◆ **ENTRIES PROVIDED**
☆ ☆ ☆

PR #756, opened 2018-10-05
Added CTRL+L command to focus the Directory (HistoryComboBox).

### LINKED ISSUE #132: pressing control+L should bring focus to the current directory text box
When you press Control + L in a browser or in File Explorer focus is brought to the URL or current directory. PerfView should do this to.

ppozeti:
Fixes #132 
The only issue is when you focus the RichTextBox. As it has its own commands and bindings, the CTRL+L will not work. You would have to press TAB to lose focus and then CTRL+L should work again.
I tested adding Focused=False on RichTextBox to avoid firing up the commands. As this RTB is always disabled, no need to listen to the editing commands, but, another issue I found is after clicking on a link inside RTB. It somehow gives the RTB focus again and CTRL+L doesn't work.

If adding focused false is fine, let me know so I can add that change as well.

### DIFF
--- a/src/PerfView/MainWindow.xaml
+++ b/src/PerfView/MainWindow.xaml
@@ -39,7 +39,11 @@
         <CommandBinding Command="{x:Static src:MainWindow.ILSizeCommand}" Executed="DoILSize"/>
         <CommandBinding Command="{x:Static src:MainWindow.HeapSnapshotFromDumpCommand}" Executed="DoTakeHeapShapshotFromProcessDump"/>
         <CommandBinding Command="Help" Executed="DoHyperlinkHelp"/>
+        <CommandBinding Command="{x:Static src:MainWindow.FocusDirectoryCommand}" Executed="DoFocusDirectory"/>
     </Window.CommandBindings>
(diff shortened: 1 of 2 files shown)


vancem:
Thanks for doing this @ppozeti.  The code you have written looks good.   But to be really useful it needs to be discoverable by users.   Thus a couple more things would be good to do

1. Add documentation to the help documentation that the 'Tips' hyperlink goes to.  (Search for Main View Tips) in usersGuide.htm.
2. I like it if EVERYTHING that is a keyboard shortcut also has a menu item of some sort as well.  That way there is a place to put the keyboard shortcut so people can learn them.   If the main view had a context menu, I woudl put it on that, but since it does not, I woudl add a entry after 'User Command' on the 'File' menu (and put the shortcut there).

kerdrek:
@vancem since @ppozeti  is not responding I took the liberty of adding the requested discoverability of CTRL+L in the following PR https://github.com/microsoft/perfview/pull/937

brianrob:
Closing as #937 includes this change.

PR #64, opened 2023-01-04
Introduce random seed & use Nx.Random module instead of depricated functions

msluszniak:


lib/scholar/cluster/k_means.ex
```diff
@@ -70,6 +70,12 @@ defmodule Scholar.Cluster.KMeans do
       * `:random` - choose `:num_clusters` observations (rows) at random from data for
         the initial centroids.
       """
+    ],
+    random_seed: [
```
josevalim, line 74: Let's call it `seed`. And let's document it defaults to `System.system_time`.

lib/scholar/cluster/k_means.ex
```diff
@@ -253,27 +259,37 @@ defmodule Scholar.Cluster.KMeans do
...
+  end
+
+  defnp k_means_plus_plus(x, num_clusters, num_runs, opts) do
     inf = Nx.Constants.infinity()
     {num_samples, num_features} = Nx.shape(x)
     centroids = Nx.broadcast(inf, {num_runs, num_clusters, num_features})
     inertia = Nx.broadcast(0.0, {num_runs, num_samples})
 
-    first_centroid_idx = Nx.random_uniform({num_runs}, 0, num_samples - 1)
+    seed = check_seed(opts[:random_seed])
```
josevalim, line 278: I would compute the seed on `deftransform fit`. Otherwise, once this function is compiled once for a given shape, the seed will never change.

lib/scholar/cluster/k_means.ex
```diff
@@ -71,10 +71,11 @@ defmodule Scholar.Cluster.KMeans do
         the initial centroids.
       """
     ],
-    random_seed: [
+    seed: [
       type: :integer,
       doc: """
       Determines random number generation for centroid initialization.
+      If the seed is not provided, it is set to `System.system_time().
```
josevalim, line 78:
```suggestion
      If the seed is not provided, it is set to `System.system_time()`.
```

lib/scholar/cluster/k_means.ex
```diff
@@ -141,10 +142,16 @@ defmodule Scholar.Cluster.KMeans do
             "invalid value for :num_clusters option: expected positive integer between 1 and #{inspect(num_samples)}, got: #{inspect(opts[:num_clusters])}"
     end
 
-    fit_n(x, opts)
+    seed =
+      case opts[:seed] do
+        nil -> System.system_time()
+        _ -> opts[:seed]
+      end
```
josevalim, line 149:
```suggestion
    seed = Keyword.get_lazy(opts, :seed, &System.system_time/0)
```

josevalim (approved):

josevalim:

☆ ☆ ☆

◆ **TASK PROMPT**
Without leaving anything out, output all of the material exactly.

◆ **WORKED SOLUTION**
PR #756, opened 2018-10-05
Added CTRL+L command to focus the Directory (HistoryComboBox).

### LINKED ISSUE #132: pressing control+L should bring focus to the current directory text box
When you press Control + L in a browser or in File Explorer focus is brought to the URL or current directory. PerfView should do this to.

ppozeti:
Fixes #132 
The only issue is when you focus the RichTextBox. As it has its own commands and bindings, the CTRL+L will not work. You would have to press TAB to lose focus and then CTRL+L should work again.
I tested adding Focused=False on RichTextBox to avoid firing up the commands. As this RTB is always disabled, no need to listen to the editing commands, but, another issue I found is after clicking on a link inside RTB. It somehow gives the RTB focus again and CTRL+L doesn't work.

If adding focused false is fine, let me know so I can add that change as well.

### DIFF
--- a/src/PerfView/MainWindow.xaml
+++ b/src/PerfView/MainWindow.xaml
@@ -39,7 +39,11 @@
         <CommandBinding Command="{x:Static src:MainWindow.ILSizeCommand}" Executed="DoILSize"/>
         <CommandBinding Command="{x:Static src:MainWindow.HeapSnapshotFromDumpCommand}" Executed="DoTakeHeapShapshotFromProcessDump"/>
         <CommandBinding Command="Help" Executed="DoHyperlinkHelp"/>
+        <CommandBinding Command="{x:Static src:MainWindow.FocusDirectoryCommand}" Executed="DoFocusDirectory"/>
     </Window.CommandBindings>
(diff shortened: 1 of 2 files shown)


vancem:
Thanks for doing this @ppozeti.  The code you have written looks good.   But to be really useful it needs to be discoverable by users.   Thus a couple more things would be good to do

1. Add documentation to the help documentation that the 'Tips' hyperlink goes to.  (Search for Main View Tips) in usersGuide.htm.
2. I like it if EVERYTHING that is a keyboard shortcut also has a menu item of some sort as well.  That way there is a place to put the keyboard shortcut so people can learn them.   If the main view had a context menu, I woudl put it on that, but since it does not, I woudl add a entry after 'User Command' on the 'File' menu (and put the shortcut there).

kerdrek:
@vancem since @ppozeti  is not responding I took the liberty of adding the requested discoverability of CTRL+L in the following PR https://github.com/microsoft/perfview/pull/937

brianrob:
Closing as #937 includes this change.

PR #64, opened 2023-01-04
Introduce random seed & use Nx.Random module instead of depricated functions

msluszniak:


lib/scholar/cluster/k_means.ex
```diff
@@ -70,6 +70,12 @@ defmodule Scholar.Cluster.KMeans do
       * `:random` - choose `:num_clusters` observations (rows) at random from data for
         the initial centroids.
       """
+    ],
+    random_seed: [
```
josevalim, line 74: Let's call it `seed`. And let's document it defaults to `System.system_time`.

lib/scholar/cluster/k_means.ex
```diff
@@ -253,27 +259,37 @@ defmodule Scholar.Cluster.KMeans do
...
+  end
+
+  defnp k_means_plus_plus(x, num_clusters, num_runs, opts) do
     inf = Nx.Constants.infinity()
     {num_samples, num_features} = Nx.shape(x)
     centroids = Nx.broadcast(inf, {num_runs, num_clusters, num_features})
     inertia = Nx.broadcast(0.0, {num_runs, num_samples})
 
-    first_centroid_idx = Nx.random_uniform({num_runs}, 0, num_samples - 1)
+    seed = check_seed(opts[:random_seed])
```
josevalim, line 278: I would compute the seed on `deftransform fit`. Otherwise, once this function is compiled once for a given shape, the seed will never change.

lib/scholar/cluster/k_means.ex
```diff
@@ -71,10 +71,11 @@ defmodule Scholar.Cluster.KMeans do
         the initial centroids.
       """
     ],
-    random_seed: [
+    seed: [
       type: :integer,
       doc: """
       Determines random number generation for centroid initialization.
+      If the seed is not provided, it is set to `System.system_time().
```
josevalim, line 78:
```suggestion
      If the seed is not provided, it is set to `System.system_time()`.
```

lib/scholar/cluster/k_means.ex
```diff
@@ -141,10 +142,16 @@ defmodule Scholar.Cluster.KMeans do
             "invalid value for :num_clusters option: expected positive integer between 1 and #{inspect(num_samples)}, got: #{inspect(opts[:num_clusters])}"
     end
 
-    fit_n(x, opts)
+    seed =
+      case opts[:seed] do
+        nil -> System.system_time()
+        _ -> opts[:seed]
+      end
```
josevalim, line 149:
```suggestion
    seed = Keyword.get_lazy(opts, :seed, &System.system_time/0)
```

josevalim (approved):

josevalim:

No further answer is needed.